### Task details
Give only the number of lines below that contain the word "provides".

─── Data under study ───

Issue #1468, opened 2022-01-13
[META] Add tests for existing jenkins jobs


abhinavGupta16:
### Is your feature request related to a problem? Please describe

Following up on the comment - https://github.com/opensearch-project/opensearch-build/issues/1444#issuecomment-1010324850

- [ ] Create a separate folder for tests for jenkins job
- [ ] #1712

The existing jenkins jobs needs tests - 

- [ ] [docker-build](https://github.com/opensearch-project/opensearch-build/blob/main/jenkins/docker/Jenkinsfile) job
- [ ] [opnesearch-dashboards-distribution-build](https://github.com/opensearch-project/opensearch-build/blob/main/jenkins/opensearch-dashboards/distribution-build.jenkinsfile) job
- [ ] [opensearch-ruby](https://github.com/opensearch-project/opensearch-build/blob/main/jenkins/opensearch-ruby/Jenkinsfile) job
- [ ] [opensearch-distribution-build](https://github.com/opensearch-project/opensearch-build/blob/main/jenkins/opensearch/distribution-build.jenkinsfile) job
- [ ] [tar-promotion](https://github.com/opensearch-project/opensearch-build/blob/main/jenkins/promotion/tar-promotion.jenkinsfile) job
- [ ] [whitesource-scan](https://github.com/opensearch-project/opensearch-build/blob/main/jenkins/vulnerability-scan/whitesource-scan.jenkinsfile) job
- [ ] [test-orchestrator](https://github.com/opensearch-project/opensearch-build/blob/main/jenkins/test/orchestrator/Jenkinsfile) job
- [ ] [testsuite](https://github.com/opensearch-project/opensearch-build/blob/main/jenkins/test/testsuite/Jenkinsfile) job
- [ ] [check-for-build](https://github.com/opensearch-project/opensearch-build/blob/main/jenkins/check-for-build.jenkinsfile) job
- [ ] Add a CI check to ensure all jenkins job have a test associated with it.

### Describe the solution you'd like

Every job should have a test associated with it, with a regression `txt` file inside `jenkinsjob-regression-files`

### Acceptance Criteria
- All the libraries should have a lib tester associated with it
- All the jenkins job should have a test associated with it that uses only lib testers for libraries
- A check is added in CI making sure every job has a test

dblock:
> Let's create an issue for every task here when the work is begun. Thank you!

[...]

PR #1630, opened 2022-02-16
[WIP] Refractor the check-for-build method and tests

zelinh:
### Description
I found out a problem regarding of the PR just merged #1628. When we disable `propagate` when trigger the job, the following 
```
echo "Build succeeded, uploading build SHA for that job"
buildUploadManifestSHA(
    inputManifest: "manifests/${INPUT_MANIFEST}",
    jobName: "${TARGET_JOB_NAME}"
)
``` 
will be executed after triggered job failed which not what we expected. We shouldn't upload it if the distribution-build failed. 

The use of try-catch block will avoid this situation, if the `distribution-build` failed, nothing below the job call in the try block will be executed. 
 
### Issues Resolved
continue on #1627 
 
### Check List

### DIFF
--- a/jenkins/check-for-build.jenkinsfile
+++ b/jenkins/check-for-build.jenkinsfile
@@ -72,16 +72,19 @@ pipeline {
                                 TARGET_JOB_NAME != 'distribution-build-opensearch-dashboards') {
                                 error "Job ${TARGET_JOB_NAME} is invalid"
                             }
-                            build job: "${TARGET_JOB_NAME}", parameters: [
-                            string(name: 'INPUT_MANIFEST', value: "${INPUT_MANIFEST}"),
-                            string(name: 'TEST_MANIFEST', value: "${TEST_MANIFEST}")
-                            ], wait: true
-                            
-                            echo "Build succeeded, uploading build SHA for that job"
-                            buildUploadManifestSHA(
-                                inputManifest: "manifests/${INPUT_MANIFEST}",
-                                jobName: "${TARGET_JOB_NAME}"
-                            )
+                            try {
+                                build job: "${TARGET_JOB_NAME}", parameters: [
+                                    string(name: 'INPUT_MANIFEST', value: "${INPUT_MANIFEST}"),
+                                    string(name: 'TEST_MANIFEST', value: "${TEST_MANIFEST}")
+                                ], wait: true
+                                echo "Build succeeded, uploading build SHA for that job"
+                                buildUploadManifestSHA(
+                                    inputManifest: "manifests/${INPUT_MANIFEST}",
+                                    jobName: "${TARGET_JOB_NAME}"
+                                )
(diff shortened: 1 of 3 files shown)


dblock:
Should this be closed in favor of https://github.com/opensearch-project/opensearch-build/pull/1628?

peternied (changes requested):
I think that miss on he previous PR could have been caught by unit tests.  Before we do more work here can we add tests for this jenkinsfile that cover the success and failure build cases?

Note; we should revert the previous PR if this is impacting the builds negatively

zelinh:
> > I think that miss on he previous PR could have been caught by unit tests. Before we do more work here can we add tests for this jenkinsfile that cover the success and failure build cases?
> > Note; we should revert the previous PR if this is impacting the builds negatively
> 
> Oh my bad, read too quickly. Sounds like the SHA should be uploaded inside the `build` job instead?

Yes, that's another way I was considering.

zelinh:
> I think that miss on he previous PR could have been caught by unit tests. Before we do more work here can we add tests for this jenkinsfile that cover the success and failure build cases?
> 
> Note; we should revert the previous PR if this is impacting the builds negatively

Yes, adding a test for `check-for-build` is definitely needed as we have a meta issue here. #1468; while that's not in the scope of this PR. This PR provides an approach for resolving #1627 and moving SHA upload to build could also be another approach but it will require to be added in both `distribution-build-opensearch` & `distribution-build-opensearch-dashboards`. WDYT?  @dblock

dblock:
> > I think that miss on he previous PR could have been caught by unit tests. Before we do more work here can we add tests for this jenkinsfile that cover the success and failure build cases?
> > Note; we should revert the previous PR if this is impacting the builds negatively
> 
> Yes, adding a test for `check-for-build` is definitely needed as we have a meta issue here. #1468; while that's not in the scope of this PR. This PR provides an approach for resolving #1627 and moving SHA upload to build could also be another approach but it will require to be added in both `distribution-build-opensearch` & `distribution-build-opensearch-dashboards`. WDYT? @dblock

You can't use try/catch because it will swallow the error from uploading the SHA, and we'll never know.

jenkins/check-for-build.jenkinsfile
```diff
@@ -76,11 +76,6 @@ pipeline {
                                 string(name: 'INPUT_MANIFEST', value: "${INPUT_MANIFEST}"),
                                 string(name: 'TEST_MANIFEST', value: "${TEST_MANIFEST}")
                             ], wait: true, propagate: false
-                            echo "Build succeeded, uploading build SHA for that job"
```
peternied, line 79: We should still add tests to confirm the behavior is correct

peternied (changes requested):

zelinh:
Closing this for now since this is not being worked actively.

PR #1631, opened 2022-02-16
Update security to use gradle instead of maven build

peternied:
### Description
Update security to use gradle instead of maven build
 
### Issues Resolved
Fixed the distribution build break
 
### Check List

### DIFF
--- a/scripts/components/security/build.sh
+++ b/scripts/components/security/build.sh
@@ -17,7 +17,6 @@ function usage() {
     echo -e "-p PLATFORM\t[Optional] Platform, ignored."
     echo -e "-a ARCHITECTURE\t[Optional] Build architecture, ignored."
     echo -e "-o OUTPUT\t[Optional] Output path, default is 'artifacts'."
-    echo -e "-d DASHBOARDS\t[Optional] Build OpenSearch Dashboards, default is 'false'."
     echo -e "-h help"
 }
 
--- a/scripts/components/security/build.sh
+++ b/scripts/components/security/build.sh
@@ -60,10 +60,16 @@ if [ -z "$VERSION" ]; then
     exit 1
 fi
 
+OPENSEARCH_RELEASE=$VERSION
 [[ "$SNAPSHOT" == "true" ]] && VERSION=$VERSION-SNAPSHOT
 [ -z "$OUTPUT" ] && OUTPUT=artifacts
 
-mkdir -p $OUTPUT
+# see https://github.com/opensearch-project/security/pull/1409
+PLUGIN_VERSION=$(cat plugin-descriptor.properties | grep ^version= | cut -d= -f2 | sed "s/-SNAPSHOT//")
+[[ "$SNAPSHOT" == "true" ]] && PLUGIN_VERSION=$PLUGIN_VERSION-SNAPSHOT
+
+sed -i -e "s/\(^opensearch\.version=\).*\$/\1${OPENSEARCH_RELEASE}/" plugin-descriptor.properties
+sed -i -e "s/\(^version=\).*\$/\1${PLUGIN_VERSION}/" plugin-descriptor.properties
 
 ./gradlew assemble --no-daemon --refresh-dependencies -DskipTests=true -Dopensearch.version=$VERSION -Dopensearch_version=$VERSION -Dbuild.snapshot=$SNAPSHOT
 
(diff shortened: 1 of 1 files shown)


scripts/components/security/build.sh
```diff
@@ -59,22 +60,16 @@ if [ -z "$VERSION" ]; then
...
-# see https://github.com/opensearch-project/security/pull/1409
-PLUGIN_VERSION=$(cat plugin-descriptor.properties | grep ^version= | cut -d= -f2 | sed "s/-SNAPSHOT//")
-[[ "$SNAPSHOT" == "true" ]] && PLUGIN_VERSION=$PLUGIN_VERSION-SNAPSHOT
+mkdir -p $OUTPUT
 
-sed -i -e "s/\(^opensearch\.version=\).*\$/\1${OPENSEARCH_RELEASE}/" plugin-descriptor.properties
-sed -i -e "s/\(^version=\).*\$/\1${PLUGIN_VERSION}/" plugin-descriptor.properties
-sed -i -e "s/\(<opensearch.version>\).*\(<\/opensearch.version>\)/\1${VERSION}\2/g" pom.xml
-sed -i -e "1,/<version>/s/\(<version>\).*\(<\/version>\)/\1${PLUGIN_VERSION}\2/g" pom.xml
+./gradlew assemble --no-daemon --refresh-dependencies -DskipTests=true -Dopensearch.version=$VERSION -Dopensearch_version=$VERSION -Dbuild.snapshot=$SNAPSHOT
```
peternied, line 68: Note, there is a typo in the security build.gradle adding, so I am adding the additional version name until the fix can be made / merged into security.  This duplicate will get cleaned up out of band so the build isn't block while we wait.

https://github.com/opensearch-project/security/blob/5b994af53f8f5a9b258b2c66f844ce1ac88d6c1e/build.gradle#L60

scripts/components/security/build.sh
```diff
@@ -59,22 +60,16 @@ if [ -z "$VERSION" ]; then
     exit 1
 fi
 
-OPENSEARCH_RELEASE=$VERSION
 [[ "$SNAPSHOT" == "true" ]] && VERSION=$VERSION-SNAPSHOT
```
peternied, line 63: The properties file is still including the `-SNAPSHOT` on the version, trying to figure out what isn't working there, this shouldn't be merged until that has been resolved

scripts/components/security/build.sh
```diff
@@ -17,6 +17,7 @@ function usage() {
     echo -e "-p PLATFORM\t[Optional] Platform, ignored."
     echo -e "-a ARCHITECTURE\t[Optional] Build architecture, ignored."
     echo -e "-o OUTPUT\t[Optional] Output path, default is 'artifacts'."
+    echo -e "-d DASHBOARDS\t[Optional] Build OpenSearch Dashboards, default is 'false'."
```
dblock, line 20: What’s this?!

dblock:
Since security is gradle based now, could it build with a default build.sh?

scripts/components/security/build.sh
peternied: This was from the default build.sh in opensearch.

peternied:
> Since security is gradle based now, could it build with a default build.sh?

Nearly so, I fixed the build issues so we could unblock the distribution, we can fix up the typo in the opensearch.version, the plugin-descriptor being hardcoded and the extra admin zip file in that system and then cut back over to the default

scripts/components/security/build.sh
dblock: https://github.com/opensearch-project/opensearch-build/issues/1634

dblock (approved):

peterzhuamazon:
See this error during the build with opensearch-build, not sure if it is related here:
```

+ sed -i -e 's/\(^opensearch\.version=\).*$/\11.3.0/' plugin-descriptor.properties
sed: can't read plugin-descriptor.properties: No such file or directory
2022-02-17 20:49:25 ERROR    Error building security, retry with: ./build.sh manifests/1.3.0/opensearch-1.3.0.yml --component security
  File "./src/run_build.py", line 79, in <module>
    sys.exit(main())
  File "./src/run_build.py", line 67, in main
    builder.build(build_recorder)
  File "/local/home/zhujiaxi/opensearch-build-peterzhuamazon/src/build_workflow/builder_from_source.py", line 49, in build
    self.git_repo.execute(build_command)
  File "/local/home/zhujiaxi/opensearch-build-peterzhuamazon/src/git/git_repository.py", line 83, in execute
    subprocess.check_call(command, cwd=cwd, shell=True)
  File "/usr/lib64/python3.7/subprocess.py", line 363, in check_call
    raise CalledProcessError(retcode, cmd)
```

Thanks.

dblock:
Gradle should remove the need for hacking the build.sh for security. Currently it tries to replace the version from -SNAPSHOT to something else.

peternied:
> See this error during the build with opensearch-build, not sure if it is related here:

Updated this PR to remove that logic as its been fixed on the security side of things

peterzhuamazon (approved):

───

### Exercise result
2